# Supervised Vision Pre-training

The framework allows to pre-train vision models in supervised fashion using classification datasets.
For this example usage we will be using the [`BigEarthNet DataModule`](extra/bigearthnet.ipynb) inside a [`pytorch lightning`](https://pytorch-lightning.readthedocs.io/en/stable/) trainer. The network will be integrated into a [`LightningModule`](https://pytorch-lightning.readthedocs.io/en/stable/common/lightning_module.html) to release us from writing training loop etc.
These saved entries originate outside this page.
PR #99, opened 2018-07-10
U/yoachim/move map making over

yoachim:
Stuff that got deleted from MAF that needs a place to live for posterity. The stellar density is probably bit rotted.


yoachim:
Good point. But they are kind of more than examples. I'll toss them in a `bin.src` directory, I think that makes the most sense.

First we start by importing the basics we need from `torch` and `pytorch_lightning` that are needed to set up the `LightningModule`.

In [11]:
# remove-output
import pytorch_lightning as pl
import torch
import torch.nn.functional as F
from torch import optim

from configvlm import ConfigVLM

## Pytorch Lightning Module
The `Module` we use to encapsulate the model divides the usual loop into functions that are called internally by `pytorch_lightning`. The necessary functions are just `training_step` and `configure_optimizer`, but to have a fully functional script, we add the validation and test steps as well as evaluation of the validation and test results. All `_step` functions are working on a single batch while `_epoch_end` functions are called after all batches are used and are passed a list of all return values of their respective `_step` functions.

In [12]:
class LitVQAEncoder(pl.LightningModule):
    def __init__(
        self,
        config: ConfigVLM.VLMConfiguration,
        lr: float = 1e-3,
    ):
        super().__init__()
        self.lr = lr
        self.config = config
        self.model = ConfigVLM.ConfigVLM(config)

    def training_step(self, batch, batch_idx):
        x, y = batch
        x_hat = self.model(x)
        loss = F.binary_cross_entropy_with_logits(x_hat, y)
        self.log("train/loss", loss)
        return {"loss": loss}

    def configure_optimizers(self):
        optimizer = optim.AdamW(self.parameters(), lr=self.lr, weight_decay=0.01)
        return optimizer

    # ============== NON-MANDATORY-FUNCTION ===============

    def validation_step(self, batch, batch_idx):
        x, y = batch
        x_hat = self.model(x)
        loss = F.binary_cross_entropy_with_logits(x_hat, y)
        return {"loss": loss, "outputs": x_hat, "labels": y}

    def validation_epoch_end(self, outputs):
        avg_loss = torch.stack([x["loss"] for x in outputs]).mean()
        self.log("val/loss", avg_loss)

    def test_step(self, batch, batch_idx):
        x, y = batch
        x_hat = self.model(x)
        loss = F.binary_cross_entropy_with_logits(x_hat, y)
        return {"loss": loss, "outputs": x_hat, "labels": y}

    def test_epoch_end(self, outputs):
        avg_loss = torch.stack([x["loss"] for x in outputs]).mean()
        self.log("test/loss", avg_loss)

## Configuring
Now that we have our model, we will use the `pytorch_lightning.Trainer` to run our loops. Results are logged to `tensorboard`.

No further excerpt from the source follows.